**What the task requires**
When a line in the records contains the string "orchType", copy that line.

**Data section**
PR #2654, opened 2018-04-10
Use latest patch of DefaultKubernetesRelease as default k8s version

CecileRobertMichon:
**What this PR does / why we need it**: Update k8s default version from 1.8.9 to 1.8.11

**If applicable**:
- [ ] documentation
- [ ] unit tests

**Release note**:

```release-note
```

### DIFF
--- a/pkg/api/common/versions.go
+++ b/pkg/api/common/versions.go
@@ -50,12 +50,17 @@ var AllKubernetesSupportedVersions = map[string]bool{
 	"1.10.0":        true,
 }
 
+// GetDefaultKubernetesVersion returns the default Kubernetes version, that is the latest patch of the default release
+func GetDefaultKubernetesVersion() string {
+	return GetLatestPatchVersion(KubernetesDefaultRelease, GetAllSupportedKubernetesVersions())
+}
+
 // GetSupportedKubernetesVersion verifies that a passed-in version string is supported, or returns a default version string if not
 func GetSupportedKubernetesVersion(version string) string {
 	if k8sVersion := version; AllKubernetesSupportedVersions[k8sVersion] {
 		return k8sVersion
 	}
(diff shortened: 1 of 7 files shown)


jackfrancis:
Should we instead prefer a release channel (i.e., 1.8) and then just make the default version the latest patch release in that channel?

CecileRobertMichon:
Yes I think that makes sense. The only reason I see that would prevent us from doing that is baking newly released k8s minor versions in acs-engine before we make them default. For example, when k8s 1.8.12 comes out, we add support for it right away but we only promote it to the default version after it has been passing our 1.8 tests for a while. What do you think?

jackfrancis:
I think we defer to k8s to bake basic stability into the most current release. But open to doing anything reasonable that is automateable.

CecileRobertMichon:
Ok agreed, I'll modify this PR to implement a default release instead of a default version

pkg/api/common/versions.go
```diff
@@ -214,9 +219,9 @@ func GetSupportedVersions(orchType string, hasWindows bool) (versions []string,
 	switch orchType {
 	case Kubernetes:
 		if hasWindows {
-			return GetAllSupportedKubernetesVersionsWindows(), string(KubernetesDefaultVersion)
+			return GetAllSupportedKubernetesVersionsWindows(), GetDefaultKubernetesVersion()
 		}
-		return GetAllSupportedKubernetesVersions(), string(KubernetesDefaultVersion)
```
CecileRobertMichon: Any reason why a string conversion was necessary here? I removed it but let me know if I'm missing something @jackfrancis

jackfrancis: not a sane one that I can think of, nope!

**Output for this exercise**
@@ -214,9 +219,9 @@ func GetSupportedVersions(orchType string, hasWindows bool) (versions []string,
 	switch orchType {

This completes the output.